- [WORK INSTRUCTION]
The records below are to be duplicated exactly as they appear.

Records excerpted from a collection
PR #1766, opened 2020-05-25
if getting new mom addr fails on init job, preserve original mom addr

vchlum:
#### Describe Bug or Feature

The jobs can lose the mom addr on job initialization. The reason for the loss is quite rare. In our case, it was (temporary) bad configuration on DNS and we restarted the pbs server during that time. The jobs were initialized and get_addr_of_nodebyname() sometimes failed during the initialization -> mom addr was set to 0 for those jobs. If this happens the jobs can not be recovered. The server is not able to contact the jobs (even after another server restart).

#### Describe Your Change

I suggest preserving the original mom addr and mom port of jobs if the get_addr_of_nodebyname() fails on job initialization. This can be caused by only a temporary error from the DNS. I think it is too strict and unnecessary to lose such a job. We can try to use the original mom addr and port for those jobs.

This bug is not easily reproduced and the fix hard to test.

### DIFF
--- a/src/server/pbsd_init.c
+++ b/src/server/pbsd_init.c
@@ -1720,8 +1720,8 @@ pbsd_init_job(job *pjob, int type)
 					pjob->ji_qs.ji_un.ji_exect.ji_momaddr = new_momaddr;
 					pjob->ji_qs.ji_un.ji_exect.ji_momport = new_momport;
 				} else {
-					log_event(PBSEVENT_DEBUG3, PBS_EVENTCLASS_JOB,
-						LOG_DEBUG, pjob->ji_qs.ji_jobid,
+					log_event(PBSEVENT_DEBUG, PBS_EVENTCLASS_JOB,
+						LOG_INFO, pjob->ji_qs.ji_jobid,
 						"Failed to update mom address. Mom address not changed.");
 				}
 			} else {
--- a/src/server/pbsd_init.c
+++ b/src/server/pbsd_init.c
@@ -1488,8 +1488,6 @@ pbsd_init_job(job *pjob, int type)
 {
 	int	 newstate;
 	int	 newsubstate;
-	pbs_net_t new_momaddr;
-	unsigned int new_momport;
 
 	pjob->ji_momhandle = -1;
 	pjob->ji_mom_prot = PROT_INVALID;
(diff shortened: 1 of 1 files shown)


src/server/pbsd_init.c
```diff
@@ -1709,11 +1710,15 @@ pbsd_init_job(job *pjob, int type)
 			(pjob->ji_qs.ji_un.ji_exect.ji_momaddr != 0)) {
 
 			if (pjob->ji_wattr[(int)JOB_ATR_exec_host].at_flags & ATR_VFLAG_SET) {
-				pjob->ji_qs.ji_un.ji_exect.ji_momaddr =
+				new_momaddr =
```
hirenvadalia, line 1713: @vchlum thank you for change, change look good, just minor comment: it seems like we are not using new_momaddr and new_momport outside this if condition, so can we reduce its scope to this if condition only? also, can we add some debug log saying like failed to find new mom addr at DEBUG3 or up-level? so it can help in debugging in the future.

vchlum: Thank you for comments @hirenvadalia. Done.

src/server/pbsd_init.c
```diff
@@ -1709,11 +1708,22 @@ pbsd_init_job(job *pjob, int type)
...
 					pjob->ji_wattr[(int)JOB_ATR_exec_host].
-					at_val.at_str, &d);
-				pjob->ji_qs.ji_un.ji_exect.ji_momport = d;
+					at_val.at_str, &new_momport);
+
+				if (new_momaddr != 0) {
+					pjob->ji_qs.ji_un.ji_exect.ji_momaddr = new_momaddr;
+					pjob->ji_qs.ji_un.ji_exect.ji_momport = new_momport;
+				} else {
+					log_event(PBSEVENT_DEBUG3, PBS_EVENTCLASS_JOB,
```
prakashcv13, line 1723: I am just wondering if info would be a better log level here.

vchlum: @prakashcv13 Thanks.

LOG_INFO sounds good. I agree. Should we change the event type too?

I think yes. This log message will not spam the log. The occurrence of the message is rare, and what is more important the message can occur only once -  changing debug level and restarting service will not invoke the message reliably. I would say PBSEVENT_DEBUG is suitable as a type. Or maybe higher?

prakashcv13: I agree @vchlum

vchlum: Done, please see @prakashcv13 .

- [ANSWER TO THIS TASK]
PR #1766, opened 2020-05-25
if getting new mom addr fails on init job, preserve original mom addr

vchlum:
#### Describe Bug or Feature

The jobs can lose the mom addr on job initialization. The reason for the loss is quite rare. In our case, it was (temporary) bad configuration on DNS and we restarted the pbs server during that time. The jobs were initialized and get_addr_of_nodebyname() sometimes failed during the initialization -> mom addr was set to 0 for those jobs. If this happens the jobs can not be recovered. The server is not able to contact the jobs (even after another server restart).

#### Describe Your Change

I suggest preserving the original mom addr and mom port of jobs if the get_addr_of_nodebyname() fails on job initialization. This can be caused by only a temporary error from the DNS. I think it is too strict and unnecessary to lose such a job. We can try to use the original mom addr and port for those jobs.

This bug is not easily reproduced and the fix hard to test.

### DIFF
--- a/src/server/pbsd_init.c
+++ b/src/server/pbsd_init.c
@@ -1720,8 +1720,8 @@ pbsd_init_job(job *pjob, int type)
 					pjob->ji_qs.ji_un.ji_exect.ji_momaddr = new_momaddr;
 					pjob->ji_qs.ji_un.ji_exect.ji_momport = new_momport;
 				} else {
-					log_event(PBSEVENT_DEBUG3, PBS_EVENTCLASS_JOB,
-						LOG_DEBUG, pjob->ji_qs.ji_jobid,
+					log_event(PBSEVENT_DEBUG, PBS_EVENTCLASS_JOB,
+						LOG_INFO, pjob->ji_qs.ji_jobid,
 						"Failed to update mom address. Mom address not changed.");
 				}
 			} else {
--- a/src/server/pbsd_init.c
+++ b/src/server/pbsd_init.c
@@ -1488,8 +1488,6 @@ pbsd_init_job(job *pjob, int type)
 {
 	int	 newstate;
 	int	 newsubstate;
-	pbs_net_t new_momaddr;
-	unsigned int new_momport;
 
 	pjob->ji_momhandle = -1;
 	pjob->ji_mom_prot = PROT_INVALID;
(diff shortened: 1 of 1 files shown)


src/server/pbsd_init.c
```diff
@@ -1709,11 +1710,15 @@ pbsd_init_job(job *pjob, int type)
 			(pjob->ji_qs.ji_un.ji_exect.ji_momaddr != 0)) {
 
 			if (pjob->ji_wattr[(int)JOB_ATR_exec_host].at_flags & ATR_VFLAG_SET) {
-				pjob->ji_qs.ji_un.ji_exect.ji_momaddr =
+				new_momaddr =
```
hirenvadalia, line 1713: @vchlum thank you for change, change look good, just minor comment: it seems like we are not using new_momaddr and new_momport outside this if condition, so can we reduce its scope to this if condition only? also, can we add some debug log saying like failed to find new mom addr at DEBUG3 or up-level? so it can help in debugging in the future.

vchlum: Thank you for comments @hirenvadalia. Done.

src/server/pbsd_init.c
```diff
@@ -1709,11 +1708,22 @@ pbsd_init_job(job *pjob, int type)
...
 					pjob->ji_wattr[(int)JOB_ATR_exec_host].
-					at_val.at_str, &d);
-				pjob->ji_qs.ji_un.ji_exect.ji_momport = d;
+					at_val.at_str, &new_momport);
+
+				if (new_momaddr != 0) {
+					pjob->ji_qs.ji_un.ji_exect.ji_momaddr = new_momaddr;
+					pjob->ji_qs.ji_un.ji_exect.ji_momport = new_momport;
+				} else {
+					log_event(PBSEVENT_DEBUG3, PBS_EVENTCLASS_JOB,
```
prakashcv13, line 1723: I am just wondering if info would be a better log level here.

vchlum: @prakashcv13 Thanks.

LOG_INFO sounds good. I agree. Should we change the event type too?

I think yes. This log message will not spam the log. The occurrence of the message is rare, and what is more important the message can occur only once -  changing debug level and restarting service will not invoke the message reliably. I would say PBSEVENT_DEBUG is suitable as a type. Or maybe higher?

prakashcv13: I agree @vchlum

vchlum: Done, please see @prakashcv13 .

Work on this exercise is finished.